Re: Mangling shebangs in text files: How to detect them, bug in the current implementation and possible solutions

2021-09-24 Thread Otto Urpelainen

Steve Grubb kirjoitti 23.9.2021 klo 18.15:

On Wednesday, September 22, 2021 5:34:17 PM EDT Miro Hrončok wrote:

 From all the scan that we've done on fullish installs in the past,
there's
only 2 others that you might run across: application/x-elc (lisp) and
application/x-java-applet.

Maybe you just build in logic to workaround these 3 types? application/
javascript is really the only one I can think of that is common.


Yeah, maybe we should just do that. However, that would not cleanup the
executable pngs.


They should be easy to identify, they start with 'image'. There's not many
types on a typical system. This is what I see in /usr on a system with 5000
packages installed:

application/gzip
application/javascript
application/json
application/octet-stream
application/vnd.ms-fontobject
application/x-bad-elf
application/x-executable
application/x-kdelnk
application/x-sharedlib
application/zip
audio/ogg
font/sfnt
image/gif
image/jpeg
image/png
image/vnd.microsoft.icon
text/html
text/plain
text/x-awk
text/x-c
text/x-gawk
text/x-lua
text/x-luatex
text/x-perl
text/x-python
text/x-ruby
text/x-shellscript
text/x-systemtap
text/x-tcl

You might just make a map since the list is not all that big. The biggest
issue is when you have things text/plain or application/octet-stream. That
means we don't know what it is.


What about keeping the "detect mime type" approach, then dividing the 
results into three categories?


1. Can be executable, if so, must have a shebang, which is mangled: 
text/* is already there, add application/javascript and possibly others 
as needed.
2. Cannot be executable, remote the executable bit if found: image/* 
would take care of the executable pngs, many more like application/json 
can be added as needed.

3. The rest: do nothing with these.

Maybe that would be good enough, even if the mime type detection 
uncertainty sets a limit on how precise it can be?
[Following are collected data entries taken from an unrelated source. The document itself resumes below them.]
Issue #1814, opened 2019-12-28
Automate creation of release notes


kbevers:
Preparing release notes for a new release requires significant effort, probably around 70-80 percent of the time spend on a new release has to do with release notes. This should be possible to automate using the [GitHub API](https://developer.github.com/v4/) in combination with milestones and tags on pull requests.

Automating the release notes requires a bit more discipline concerning pull request with new features and bug fixes. Anything that is worth mentioning in the release notes should be added to a specific milestone (e.g. 7.0.0) and tagged as either a bug fix or new feature. Additionally, the title of the PR should be worded in such a way that it can be used as a bullet point in the release notes (e.g. "Added projection xyz" or "Fix flipped axis order in EPSG:nnnn"). As far as I can tell it is possible to request all of the above using the GitHub API.

The release notes automator should be able to update both `/NEWS` and `/docs/source/news.rst`. For this to work as smoothly as possible the NEWS file should be converted to MarkDown or reStructuredText. 

It would be nice to add a template for pull request that gives instructions on how to make a good title for the PR so that we don't have to rename all incoming PR's for better use in release notes.

PR #1832, opened 2020-01-09
added issue & pull request templates

snowman2:
I noticed #1814 and thought the pull request template might be a helpful intermediate solution as you incrementally update the NEWS & the API in each PR as you go so it is not a big change in the end. Not sure how well this method would work for backporting :man_shrugging:. Also added issue templates while I was there. Here is an idea for how the issue templates would look: https://github.com/pyproj4/pyproj/issues/new/choose.

This probably will need tweaking based on how y'all do things. Definitely don't have to use it, but it is here if you would like to.

### DIFF
--- a/.github/ISSUE_TEMPLATE/bug_report.md
+++ b/.github/ISSUE_TEMPLATE/bug_report.md
@@ -7,7 +7,7 @@ labels: bug
 <!-- Please search existing issues to avoid creating duplicates. -->
 
 
-#### Code Sample, a copy-pastable example if possible
+#### Example of problem
 Demonstrate the problem you have found, either by using PROJ tools like `cs2cs`, `cct` or `projinfo` **or** add a code snippet that highlights the problem using the PROJ C/C++ API.
 A "Minimal, Complete and Verifiable Example" will make it much easier for maintainers to help you:
 http://matthewrocklin.com/blog/work/2018/02/28/minimal-bug-reports
--- a/.github/ISSUE_TEMPLATE/bug_report.md
+++ b/.github/ISSUE_TEMPLATE/bug_report.md
@@ -1,0 +1,31 @@
+---
+name: Bug report
+about: Create a report to help us improve
+labels: bug
+---
+
+<!-- Please search existing issues to avoid creating duplicates. -->
+
+
+#### Code Sample, a copy-pastable example if possible
+
+A "Minimal, Complete and Verifiable Example" will make it much easier for maintainers to help you:
+http://matthewrocklin.com/blog/work/2018/02/28/minimal-bug-reports
+
+```c
+# Your code here
+
+```
+#### Problem description
+
+[this should explain **why** the current behavior is a problem and why the expected output is a better solution.]
+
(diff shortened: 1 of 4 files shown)


.github/ISSUE_TEMPLATE/bug_report.md
```diff
@@ -0,0 +1,31 @@
...
+#### Problem description
+
+[this should explain **why** the current behavior is a problem and why the expected output is a better solution.]
+
+#### Expected Output
+
+
+#### Environment Information
+ - PROJ version (`proj`)
+ - Operation System Information (`python -c "import platform; print(platform.platform())"`)
```
kbevers: Python can't be expected to be present on Windows - better leave platform agnostic, people will know what to do.
```suggestion
 - Operation System Information
```

.github/ISSUE_TEMPLATE/bug_report.md
```diff
@@ -0,0 +1,31 @@
+---
+name: Bug report
+about: Create a report to help us improve
+labels: bug
+---
+
+<!-- Please search existing issues to avoid creating duplicates. -->
+
+
+#### Code Sample, a copy-pastable example if possible
```
kbevers:
```suggestion
#### Example of problem
```

.github/ISSUE_TEMPLATE/bug_report.md
```diff
@@ -0,0 +1,31 @@
...
+
```
kbevers:
```suggestion
Demonstrate the problem you have found, either by using PROJ tools like `cs2cs`, `cct` or `projinfo` **or** add a code snippet that highlights the problem using the PROJ C/C++ API.
```

.github/ISSUE_TEMPLATE/feature_request.md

Keeping the mime type detection approach, but using less data (the first 
8 bytes approach) does not sound good. If 'file' really works better 
that way, then there is something wrong with it.


As for the application/javascript type, there is an IETF proposal that, 
among other things, tries to deprecate that and de-deprecate 
text/javascript [1]. So, perhaps some day category 1 could be reasonably 
equated with text/* again.


[1]: https://datatracker.ietf.org/doc/draft-ietf-dispatch-javascript-mjs

Otto
___
devel mailing list -- devel@lists.fedoraproject.org
To unsubscribe send an email to devel-le...@lists.fedoraproject.org
Fedora Code of Conduct: 
https://docs.fedoraproject.org/en-US/project/code-of-conduct/
List Guidelines: https://fedoraproject.org/wiki/Mailing_list_guidelines
List Archives: 
https://lists.fedoraproject.org/archives/list/devel@lists.fedoraproject.org
Do not reply to spam on the list, report it: 
https://pagure.io/fedora-infrastructure


Re: Mangling shebangs in text files: How to detect them, bug in the current implementation and possible solutions

2021-09-23 Thread Josh Stone
On 9/23/21 2:11 AM, Miro Hrončok wrote:
> On 23. 09. 21 1:40, Josh Stone wrote:
>> On 9/22/21 4:21 AM, Miro Hrončok wrote:
>>> Hello,
>>>
>>> for many releases, Fedora has the brp-mangle-sehbangs BuildRoot Policy 
>>> Script
>>> that does the following:
>>>
>>>1) Gets all executable files in the buildroot
>>>2) Gets all "text" files from those
>>>3a) Mangles shebangs that are "wrong"
>>>(e.g. #!/usr/bin/env node -> #!/usr/bin/node)
>>>3b) Removes executable bits from "text" files without shebangs
>>
>> While we're at it, can we teach the script to ignore Rust attributes?
>> They're written like #![attr...], and when that's on the first line some
>> editors try to be helpful and make the file executable. That's
>> considered an error with the current script since the "shebang" doesn't
>> start with '/', but it would be best IMO to have it remove the
>> executable bit.
> 
> I believe that currently the script would error:
> 
> ERROR: $f has shebang which doesn't start with '/' (#![attr...])
> 
> Have you ever seen that in a Fedora package?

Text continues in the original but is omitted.